Cost – members $14 and guests $18.

Wines tasted include:

Quaffer: Prosecco Superiore Valdobbiadene DOCG – Bortolomiol (Veneto)

  1. Pinot Grigio DOC – Masut da Rive (Friuli – Venezia Giulia)
  2. Soave Superiore DOC “Monte Sella” – Le Mandolare (Veneto)
  3. Negroamaro del Salento IGT – Cignomoro (Puglia)
  4. Nebbiolo Langhe DOC – San Biagio (Piemonte)
  5. Amarone della Valpolicella Classico DOC – Caterina Zardini (Veneto)
  6. ‘Il Fortificato’, a fortified red wine based on Recioto della Valpolicella – Giuseppe Campagnola (Veneto)

Tasting review

Click image to view more images in the gallery.
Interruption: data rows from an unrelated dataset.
Issue #63, opened 2017-03-08
Handling of conflicting metric values


acdha:
We had some developers on a new project starting to integrate statsd support in their application. `statsd_exporter` 0.3.0 is crashing constantly with this error message:

```
FATA[0000] A change of configuration created inconsistent metrics for "query_timer". You have to restart the statsd_exporter, and you should consider the effects on your monitoring setup. Error: a previously registered descriptor with the same fully-qualified name as Desc{fqName: "query_timer", help: "Metric autogenerated by statsd_exporter.", constLabels: {after_date="2017-01-19 00:00:00-05:00",application="…",component="…",environment="testing",server="…",sub_component="…"}, variableLabels: []} has different label names or a different help string  source=exporter.go:137
```

If I'm reading that correctly, this due to them having two versions of the app sending inconsistent metric values but while an error in this situation seems reasonable it actually causes the `statsd_exporter` process to crash.

amahomet:
guys, any news here?

grobie:
What behavior would you expect here? We can't register both conflicting metrics and export them. Just logging the error and continuing would result in silently ignoring all conflicting metrics.

acdha:
I hit this problem as a report that “Prometheus is down” when some developers were rolling out a new build with different help text. Exiting just meant that it was in a loop with Upstart restarting the service so I'm not sure that was substantially better than an ERROR log message.

grobie:
@acdha So you would prefer writing out log lines and ignoring all metrics with the new signature until someone manually restarts the statsd_exporter in that case?

acdha:
I guess it's a judgement call whether you think it's better to be disruptive, forcing people to actually notice the problem, or to allow other applications to continue sending stats without interruption.

acdha:
In my case running an instance shared by several teams, it would have been preferable if only the project which changed their stats experienced a gap but there is an argument that it'd also be acceptable to simply say “monitor process flapping better”.

grobie:
I guess I wouldn't share a statsd exporter between teams for such reasons. We also highly recommend to use direct instrumentation with client libraries. We generally tend to prefer failing hard and early, as everything else usually makes debugging very difficult. That's why I'm a bit hesitant to implement a solution which will silently ignore metrics.

In general, I'd recommend to use direct instrumentation with our client libraries instead of relying on the statsd_exporter so much.

acdha:
[...]

PR #72, opened 2017-07-18
Fixes for crashes with conflicting metric values

jacksontj:
This PR contains the fixes for #63 

I've left them as separate commits for easier review, if preferred I can squash these as well.

cc: @grobie


grobie:
Thanks!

Michele is a very passionate speaker in true Italian style you’d expect coming from Verona; home of Romeo and Juliet.

Michele along with his assistant and taste tester Carlo (Michele’s father) introduced members to a fascinating range of quality Italian wines. What proved to be a hit was Michele knowledge of Venetian history and the background of the many smaller family owned wineries assembled as part of his wine portfolio for New Zealand.

Members were treated to a great range of wines including a magnificent Amarone della Valpolicella Classico; one of Italy’s top reds. Not for the cost conscious but definitely worth every euro. This wine would compete with the best New Zealand and Australia offers with its purple colour, spicy aroma, gutsy mouth feel and rich lingering tobacco and liquorice finish.
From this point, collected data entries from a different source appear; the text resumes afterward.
PR #74, opened 2017-07-20
Metricsregistry

jacksontj:
This is a WIP implementation of the feature I brought up in #63.

The goal here is to allow statsd to register a metric with multiple tag-sets -- this is important because statsd doesn't place these restrictions so if we want this to be a drop in replacement we can't have them. In addition prometheus (the server) is fine with this-- the restrictions are in place primarily as a help to application writers, since the vast majority of use-cases are people writing metrics in their app (where those restrictions are beneficial).

At this point it is all functioning, but there is a decent amount of wrapping. Most of the "wrapping" should be able to go away after the below "Upstream PRs" are closed out.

Amoarone della Valpolicella blend includes Corvina which provides the blend’s acidity and sour-cherry flavors while Rondinella is used to add colour and body. If you see this on your next wine list, go for it. You won’t be disappointed.

My three favourites on the night were the Prosecco, Negroamaro and Amarone. The Prosecco was fresh and lively with bosc pear and green apple notes, plump mouth feel and a lingering finish. The Negroamaro was more what I was expecting from an Italian red; rustic with strong savoury herb notes with a slight acidic finish. The Amarone was the hit of the show; big, bold luscious with a warming ripe plum mouth feel, and finishing like and express train.

A presto! … Steve

The first coat of arms of the Scala family. Still today it appears on the flags of the Verona Province, Verona football team and in logos and symbols of clubs, wine labels etc.

More on Cangrande

Cangrande takes its name from Cangrande della Scala, a great military and political leader and a well known wine lover, who ruled Verona in the early thirteen hundreds, making Verona one of the most powerful forces in Italy.
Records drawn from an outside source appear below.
PR #79, opened 2017-08-01
Resolves #77 add cmdline flag to drop unmapped

### LINKED ISSUE #77: Allow for dropping unmapped metrics
The default behavior of passing unmapped metrics through can result in really polluted metric namespaces when using software that generates a large number of dynamic metrics OR a large number of metrics that are irrelevent to the user's interest. I'd like to be able to switch the behavior in the config to blackholing unmapped metrics.

drawks:
* Adds `-statsd.drop-unmapped` cmdline flag which causes statsd metrics
  that don't match a mapping to be dropped. New flag defaults to "false"

### DIFF
--- a/exporter.go
+++ b/exporter.go
@@ -266,6 +266,9 @@ func (b *Exporter) Listen(e <-chan Events) {
 				}
 			} else {
 				eventsUnmapped.Inc()
+				if *dropUnmapped == true {
+					continue
+				}
 				metricName = escapeMetricName(event.MetricName())
 			}
 
--- a/exporter.go
+++ b/exporter.go
@@ -218,12 +218,13 @@ func (c *TimerEvent) Labels() map[string]string { return c.labels }
 type Events []Event
 
 type Exporter struct {
-	Counters   *CounterContainer
-	Gauges     *GaugeContainer
-	Summaries  *SummaryContainer
-	Histograms *HistogramContainer
-	mapper     *metricMapper
-	addSuffix  bool
+	Counters     *CounterContainer
+	Gauges       *GaugeContainer
+	Summaries    *SummaryContainer
+	Histograms   *HistogramContainer
+	mapper       *metricMapper
+	addSuffix    bool
+	dropUnmapped bool
 }
 
 func escapeMetricName(metricName string) string {
@@ -266,7 +267,7 @@ func (b *Exporter) Listen(e <-chan Events) {
 				}
 			} else {
 				eventsUnmapped.Inc()
-				if *dropUnmapped == true {
+				if b.dropUnmapped == true {
 					continue
 				}
 				metricName = escapeMetricName(event.MetricName())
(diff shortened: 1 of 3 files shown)


SuperQ:
I think it would be worth adding a test for this condition to `exporter_test.go`.

drawks:
I've been staring at this code this morning and I don't see any straightforward way to test this, of course `exporter_test.go` is relatively bare indicating that perhaps others have also found this code hard to write tests against.

drawks:
@SuperQ I've added a test as requested.

exporter.go
```diff
@@ -266,6 +266,9 @@ func (b *Exporter) Listen(e <-chan Events) {
 				}
 			} else {
 				eventsUnmapped.Inc()
+				if *dropUnmapped == true {
```
grobie: It's unnecessary and uncommon in Golang to compare a boolean value with a boolean value. Please simplify to `if *dropUnmapped {`.

main.go
```diff
@@ -41,6 +41,7 @@ var (
 	readBuffer          = flag.Int("statsd.read-buffer", 0, "Size (in bytes) of the operating system's transmit read buffer associated with the UDP connection. Please make sure the kernel parameters net.core.rmem_max is set to a value greater than the value specified.")
 	addSuffix           = flag.Bool("statsd.add-suffix", true, "Add the metric type (counter/gauge/timer) as suffix to the generated Prometheus metric (NOT recommended, but set by default for backward compatibility).")
 	showVersion         = flag.Bool("version", false, "Print version information.")
+	dropUnmapped        = flag.Bool("statsd.drop-unmapped", false, "Drop statsd metrics which have no matched mapping configured.")
```
grobie: Let's group at least all flags with the same namespace (e.g. `statsd` together).

exporter.go
grobie: Uh, please don't rely on a global variable. This setting should be an attribute of the exporter itself and configured when initializing the exporter.

exporter_test.go
```diff
@@ -53,6 +53,45 @@ func TestNegativeCounter(t *testing.T) {
...
+	go func() {
+		time.Sleep(time.Millisecond * 100)
+		close(events)
+	}()
+
+	ex.Listen(events)
+	if len(ex.Counters.Elements) != 0 {
+		t.Fatalf("Unmapped metric recorded inspite of dropUnmapped being set true")
+	}
+	dropUnmapped = func() *bool { b := false; return &b }()
```
grobie: The fact that you have to jump through such hoops and introduce side effects in a test function by changing the behavior of a global variable is a strong indicator to avoid global variables altogether.

drawks:
@grobie please see updated branch that addresses your line review.

As for it being a cmd line option vs a property of the mapping rules. I was just following the existing pattern of `addSuffix` and wanted to allow this functionality regardless of whether using the new yaml mapping configs or the legacy mapping configs. I really dislike the legacy mapping configs and didn't want to monkey with that code path, but also didn't want my feature to be ONLY available to users of the new yaml syntax.

grobie:
I've thought about it for a bit, and I feel quite strongly about not adding more command line flags to change the behavior of the collector. I'm also against dragging old code around for long. The transition to yml configs is easy, old binaries will still be around for users if they have to use the old format for whatever reason.

I'd vote for the following changes for the next release:
- remove old config format
- remove the flag to automatically append the wrong _counter / etc. suffixes
- add an action: attribute which defaults to `map` or something.
- add your addition here as `action: drop`

WDYT?

drawks:
Sounds great to me, my own dev branch already has dropped all support for legacy config format. The other changes you've mentioned shouldn't be too complicated to implement. I've got a bunch of $dayjob work this week, but I'll see if I can sneak some time into it.

drawks:
Yeah my branch has a a config key for `action` that can either `map` or `drop` and defaults to `map`. I also added a new `match_type` of `all` so we don't need to eat the performance of regex to have a default action.

matthiasr:
Could you push those changes?

matthiasr:
The drop action was added in #115.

Through the centuries, Verona has developed into one of the most important districts in the world for wine production, trading and marketing.

In this time, all over Italy, wine making has become an art. Italian wines are still getting better, and in the last few decades more and more producers have focused on improving quality, achieving some impressive results.

Thanks to their work, Italy has now become the number one wine producing and exporting country in the world. Many native grapes have recently become world famous, and the effort of the winemakers that chose quality over quantity is paying off.